SlackAlice...you wouldn't really.:-)
The man is a c*ck. Disabled spaces are there for a reason.
Mushroom 25. Have to disagree with you regarding not causing an obstuction. He was obstructing a legitimate user from using that space.
it was obstructing disabled people from parking, which is the purpose of the bay.
ummmm

Probably not, I would have let him reverse his car off the lorry but would have charged him £270 to use the ramps.
dannyk, jno - you're correct of course.

but that wouldn't happen to be the legal definition of "causing an obstruction", which is all to do with not impeding the flow of traffic. he wasn't, so that criteria was inapplicable in this case.
There are far too many disabled spaces in car parks. I have yet to see anywhere near all of them being full in any car park I have been to, even when there were no spaces anywhere else. Same goes for baby and toddler spaces (by the way why are these spaces always near the door? If you have a child with you does that mean you have lost the ability to walk?)
//If you have a child with you does that mean you have lost the ability to walk?//

this was explained on last night's thread - it's to do with the vulnerability of small children and their exposure to this risk of accident.
Poor things. Don't know how many of us older folk managed to survive.
not sure about you NJ, but when I was young there weren't any out of town stores with car parks the size of an international airport (I can remember Sainsbury's being a marble countered high street general store).
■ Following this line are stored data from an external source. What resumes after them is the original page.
Issue #2243, opened 2026-06-04
Scrolling on home to view multiple wallets is not constrained to the wallet list section


i5hi:
## Description
When we scroll to view other wallets , all ui elements move up. 

### Expected behavior
Only the wallet list section should be scrollable to view wallets.

<img width="1206" height="2622" alt="Image" src="https://github.com/user-attachments/assets/daade781-0a05-4c6f-a832-c1b568399687" />

ethicnology:
They are floating over the list. We have a design issue there, because on small screen if we don't make the floating over the list, the default wallet themself will be truncated and the pull-to-refresh will be affected too.

Below a screenshot from a Samsumg S10e

Two improvements points:
1. We have the buttons Wallet / Exchange that are kind of useless, because as of today these two features are 100% coupled. You have the buttons Buy/Sell/Pay and you have exchange transactions in the list. 
2. The part of the screen with the background design from Madex take too much space.

Overall we need to redesign the wallet with this kind of details in mind.

For now, unless we achieve to decouple the exchange from the wallet, the button on the bottom shouldn't be on the home page.

<img width="1080" height="2280" alt="Image" src="https://github.com/user-attachments/assets/e630a8b2-5301-4123-808b-b6a220c23016" />


cc: @thibistaken @BullishNode

PR #2315, opened 2026-06-19
fix(wallet): keep the last wallet card visible on the home screen

### LINKED ISSUE #2314: Wallet home: last wallet card is cut off by Receive/Send buttons when 3+ wallets are present
## Description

so for "us older folk" the risk now being mitigated by provision of mother & baby parking simply didn't exist.
Older folk used the high street and there was hardly any cars back then :-)
Mushroom25. Obstruction is not always to do with traffic movement. You can cause an obstruction of pavements, entrances to premises Etc.
indeed danny. but isn't that also to do with impeding traffic, whether wheeled or footed?
Under Road Traffic Acts, yes, but we are talking about a private car park.
no we're not - this transgression took place on a side street in Birmingham city centre.
Then in that case he was guilty of obstruction.